(Dataset records)

PR #1884, opened 2018-12-31
Fix build

standage:
The current build process checks for Cython and will not crash during build if Cython is not available. However, if Cython is not installed previously, none of the Cython code gets built and `import khmer` fails once the build is complete.

This PR swings the pendulum the other way, and doesn't even try to build the Cython code. It directly compiles the Cythonized `.cpp` files.

Good news: this means that khmer will actually build correctly when khmer latest is pip-installed in a clean environment (for example, in a [ReadTheDocs build](https://github.com/dib-lab/kevlar/blob/2cfb9782297aa380b2074c3116e4633f512d0ffe/docs/requirements.txt) where Cython cannot be installed before khmer).

Bad news: Any updates to the Cython code now have to be manually Cythonized to C++ to be propagated. This should be fairly easy to automate though.

For more discussion see #1733. There are lots of things we can and should do to clean up the build, but all are daunting thankless tasks that we would all rather avoid, myself included.

Ready for review! @ctb @luizirber @camillescott


standage:
Kevlar currently has this branch listed as a dependency. Could I get a review so I can refer to the master branch for an upcoming release? Thanks

standage:
I am merging this pull request. I will create an issue to describe what should ideally be done.

PR #3873, opened 2024-05-24
Improve SharedAxes.

StendProg:
The previous version of SharedAxes didn't work very well. They were synchronized by timer to avoid recursive calls. As a result, synchronization occurred with a large visible delay.

To solve the problem of recursive call of axis change when linking axes, a special method SetSilent() in Range was added. Range now keeps track of any of its changes by setting a special 'WasChanges' flag. The only method that allows you to change the Range without setting the flag is 'SetSilent()'.

So to synchronize the second linked axis we need to set its limits with 'SetSilent', and then its change will not trigger the axis change event of the second Plot. This way we break the recursion, and we can synchronize several Plot very quickly (without timer).

I have not managed to overcome recursive call (leading to an exception) at initial Plot initiation. That's why event subscription is delayed with the help of a timer.

https://github.com/ScottPlot/ScottPlot/assets/53831487/3848dd81-a64a-4d46-9cc9-b1ba3240dfe4


swharden:
Hi @StendProg, thanks for working on this! This is a much better solution. Shared axes are a common question in issues, so I'm going to put some extra time into this PR to try to adapt the demo window to be as educational and simple as possible.

I really like this solution, but I'm going to keep working to try and find a way to simplify this line:
```cs
formsPlot1.Plot.Axes.Bottom.Range.SetSilent(formsPlot2.Plot.Axes.Bottom.Range.Min, formsPlot2.Plot.Axes.Bottom.Range.Max);
```

> I have not managed to overcome recursive call (leading to an exception) at initial Plot initiation. That's why event subscription is delayed with the help of a timer.

I find that this works! It's simpler than setting-up a one-shot timer.

```cs
if (formsPlot1.Plot.RenderManager.RenderCount == 0)
    return;
```

swharden:
This strategy isn't necessarily better, it's just different. It lets users use more traditional methods for setting axis limits, and also avoids the infinite loop at initialization.

```cs
private void CopyLimits(IPlotControl source, IPlotControl target)
{
    AxisLimits sourceLimits = source.Plot.Axes.GetLimits();

    if (checkShareX.Checked)
        target.Plot.Axes.SetLimitsX(sourceLimits.Left, sourceLimits.Right);

    if (checkShareY.Checked)
        target.Plot.Axes.SetLimitsY(sourceLimits.Bottom, sourceLimits.Top);

    target.Plot.RenderManager.DisableAxisLimitsChangedEventOnNextRender = true;

    target.Refresh();
}
```

swharden:
...after all that, I ended-up removing the "CoordinateRangeMutableSilent" class. Although the solution worked well, the primary goal of this PR was achieved by removing the shared axis timer (improving performance) and leaning on the new `DisableAxisLimitsChangedEventOnNextRender` flag (preventing infinite loop at startup) and I think this is a simpler solution.

Also I may want to refactor `MutableAxisLimits` in the future (possibly storing axis limits in readonly structs), so I am hesitant to encourage inheritance by making its properties `virtual`.

Thanks again for your help with this PR! I'm happy that the shared axis demo is now significantly better 😎

StendProg:
You've come at it from a completely different angle, but it works just as well 🚀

TASK DESCRIPTION: Please say how many lines in the records above contain the word "opened". Give the number alone.

SOLUTION: 2